Mal wird ein Pelz als Hündchen über die Bühne gezerrt, mal lässt sich eine russische Kundin von einem Muff erotisieren, und immer wird nostalgische Musik aufgelegt. Belanglos ist das und auch furchtbar ungelenk. Kein Rhythmus kommt auf in dieser kunstgewerblichen Modenschau, die partout nach tieferer Bedeutung strebt. "Doubleface" ist die Bezeichnung für Stoffe, die sich beidseitig verwenden lassen, die keine Vorder- oder Rückseite haben. Das Titelthema wird am Beispiel eines Mantels durchexerziert, der sich von beiden Seiten tragen lässt. Die Herren rätseln, welches wohl die richtige sei. Bis beide je einen halben Mantel tragen und als Doppelwesen von der Bühne taumeln.

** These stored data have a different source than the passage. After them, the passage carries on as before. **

PR #1696, opened 2022-08-08
[DUOS-1969][risk=no] Copy data use from consents to datasets

rushtong:
## Addresses
https://broadworkbench.atlassian.net/browse/DUOS-1969

- Copy all `DataUse` objects over to the `dataset` table.
- Refactor creation and querying from `consents` to `dataset`
- Refactor `Dac` to have a full Dataset object instead of the deprecated DTO.
- Add new `unmarshal` pattern for serializing returned API objects with `Gson` instead of `Jackson`

----

- Verify all tests go green

### DIFF
--- a/src/main/java/org/broadinstitute/consent/http/db/DatasetDAO.java
+++ b/src/main/java/org/broadinstitute/consent/http/db/DatasetDAO.java
@@ -36,12 +36,18 @@ public interface DatasetDAO extends Transactional<DatasetDAO> {
 
     String CHAIRPERSON = Resource.CHAIRPERSON;
 
-    @SqlUpdate("INSERT INTO dataset (name, createdate, create_user_id, update_date, update_user_id, objectId, active, alias) (SELECT :name, :createDate, :createUserId, :createDate, :createUserId, :objectId, :active, COALESCE(MAX(alias),0)+1 FROM dataset)")
+    @SqlUpdate("INSERT INTO dataset (name, createdate, create_user_id, update_date, update_user_id, objectId, active, alias, data_use) (SELECT :name, :createDate, :createUserId, :createDate, :createUserId, :objectId, :active, COALESCE(MAX(alias),0)+1, :dataUse FROM dataset)")
     @GetGeneratedKeys
-    Integer insertDataset(@Bind("name") String name, @Bind("createDate") Timestamp createDate, @Bind("createUserId") Integer createUserId, @Bind("objectId") String objectId, @Bind("active") Boolean active);
+    Integer insertDataset(
+        @Bind("name") String name,
+        @Bind("createDate") Timestamp createDate,
+        @Bind("createUserId") Integer createUserId,
+        @Bind("objectId") String objectId,
+        @Bind("active") Boolean active,
+        @Bind("dataUse") String dataUse);
 
     @UseRowReducer(DatasetReducer.class)
-    @SqlQuery(" SELECT d.*, k.key, dp.propertyvalue, dp.propertykey, dp.propertyid, ca.consentid, c.dac_id, c.translateduserestriction, c.datause, dar_ds_ids.id as in_use " +
+    @SqlQuery(" SELECT d.*, k.key, dp.propertyvalue, dp.propertykey, dp.propertyid, ca.consentid, c.dac_id, c.translateduserestriction, dar_ds_ids.id as in_use " +
         " FROM dataset d " +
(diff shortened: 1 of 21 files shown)


src/main/resources/changelog-master.xml
```diff
@@ -88,4 +88,5 @@
     <include file="changesets/changelog-consent-83.0.xml" relativeToChangelogFile="true"/>
     <include file="changesets/changelog-consent-84.0.xml" relativeToChangelogFile="true"/>
     <include file="changesets/changelog-consent-85.0.xml" relativeToChangelogFile="true"/>
+    <include file="changesets/changelog-consent-87.0.xml" relativeToChangelogFile="true"/>
```
shaemarks: I think the new changelog should be 86.0

src/main/java/org/broadinstitute/consent/http/resources/Resource.java
```diff
@@ -214,4 +216,15 @@ void validateUserHasRoleName(User user, String roleName) {
...
 
+    /**
+     * Unmarshal/serialize an object using `Gson`. In general, we should prefer Gson
+     * over Jackson for ease of use and the need for far less boilerplate code.
+     *
+     * @param o The object to unmarshal
+     * @return String version of the object
+     */
+    protected String unmarshal(Object o) {
+        return new Gson().toJson(o);
```
shaemarks, line 227: Out of curiosity, does any resource method without  `new Gson.toJson` generate the response with Jackson by default?

src/main/java/org/broadinstitute/consent/http/db/DatasetDAO.java
```diff
@@ -174,7 +180,7 @@ public interface DatasetDAO extends Transactional<DatasetDAO> {
     Set<DatasetDTO> findAllDatasets();
 
     @UseRowMapper(DatasetPropertiesMapper.class)
-    @SqlQuery("SELECT d.*, k.key, dp.propertyvalue, ca.consentid, c.dac_id, c.translateduserestriction, c.datause " +
+    @SqlQuery("SELECT d.*, k.key, dp.propertyvalue, ca.consentid, c.dac_id, c.translateduserestriction " +
```
shaemarks, line 183: Does `DatasetPropertiesMapper` need `dataSetDTO.setDataUse(DataUse.parseDataUse(r.getString("datause")).orElse(null));` (line 40) updated as well? I know we're moving away from using DatasetDTO, but this DAO method, for example, is used for the `GET /api/dataset/{datasetId}` endpoint, where the dataUse is currently returned as null

shaemarks (commented):
Refactoring looks good overall, see comments inline

src/main/resources/changelog-master.xml
rushtong: I'm using `86` in https://github.com/DataBiosphere/consent/pull/1678, so if that lands first, this works, otherwise I'll update it.

src/main/java/org/broadinstitute/consent/http/resources/Resource.java
rushtong: Yes, jackson is the default in general for dropwizard. Anytime you send an Object to
```
Response.ok().entity(... some entity ...).build()
```
Jackson is called to do that entity conversion. If instead you pass it a string, Jackson is not called. You'll see this in some other cases like here ... https://github.com/DataBiosphere/consent/blob/develop/src/main/java/org/broadinstitute/consent/http/resources/DACUserResource.java#L121 

I created this method to make it easier to use in all resource classes.

src/main/java/org/broadinstitute/consent/http/db/DatasetDAO.java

Hüllen, Identitäten und Unbestimmtheit  

Das alles hat wohl irgendwie mit der gespaltenen Persönlichkeit von Christian Dior zu tun, dem die Überlagerung von Marke und Mensch zunehmend zu schaffen machte. Und weil man nicht den ganzen Abend auf Französisch verbringen kann, werden Texte von Maurice Blanchot benutzt, um einen Hauch von bedeutungsschwangerer Unbestimmtheit zu verbreiten. "Ich ist ein anderer" lautet die Botschaft, die überdeutlich anklingt. Wechselnde Hüllen, wechselnde Identitäten, die alte Schein-Sein-Thematik. Nach zwei zähen Stunden bringen die drei Musen Recorder auf die Bühne, aus denen kluge Sätze klingen wie "will Kunst unterhalten oder aufklären, das ist doch hier die Frage". Und man denkt, schon eines von beidem hätte vollauf genügt. 

 

Doubleface oder Die Innenseite des Mantels
Ein Defilée von Anna Viebrock und Malte Ubenauf (UA)
Regie und Bühne: Anna Viebrock, Kostüme: Anna Viebrock, Catharina Strebel, Dramaturgie: Malte Ubenauf, Video: Lisa Böffgen. Mit: Jan Bluthardt, Marc Bodnar, Carina Braunschmidt, Mavie Hörbiger, Linda Olsanksky, Graham F. Valentine, Jürg Laederach.

www.theater-basel.ch

 

Kritikenrundschau

Im Schweizer Tages-Anzeiger (28.1.2008) meint Simone Meier, dass der Laden, den Anna Viebrock für ihre Basler Inszenierung "Doubleface" auf die Bühne gebaut hat, aussehe, "als hätte ihn der Innenarchitekt des ersten Stocks im Sprüngli am Zürcher Paradeplatz gestaltet". In diesem Laden also tänzele Saint Laurent, doziere Dior und stöckelten unentwegt "drei wunderschöne Models in Kleidern, Mänteln oder Badeanzügen aus Paris/Sissach über einen Teppich." Allmählich schlichen sich jedoch "nachdenkliche Zwiegespräche in diese höchst unterhaltsamen, liebevoll inszenierten Verrenkungen der Eitelkeiten. Über die Exklusivität der Sichtbarkeit eines Einzelnen für einen anderen zum Beispiel. Über die Flüchtigkeit von Blicken, Anblicken, Augenblicken. Über Wollen und Haben als Existenzbedingungen der Mode." Das sei "manchmal ein intellektueller Genuss, manchmal auch ein bisschen hochgestochen, aber auf jeden Fall die kreativste Auseinandersetzung mit dem Thema Mode derzeit."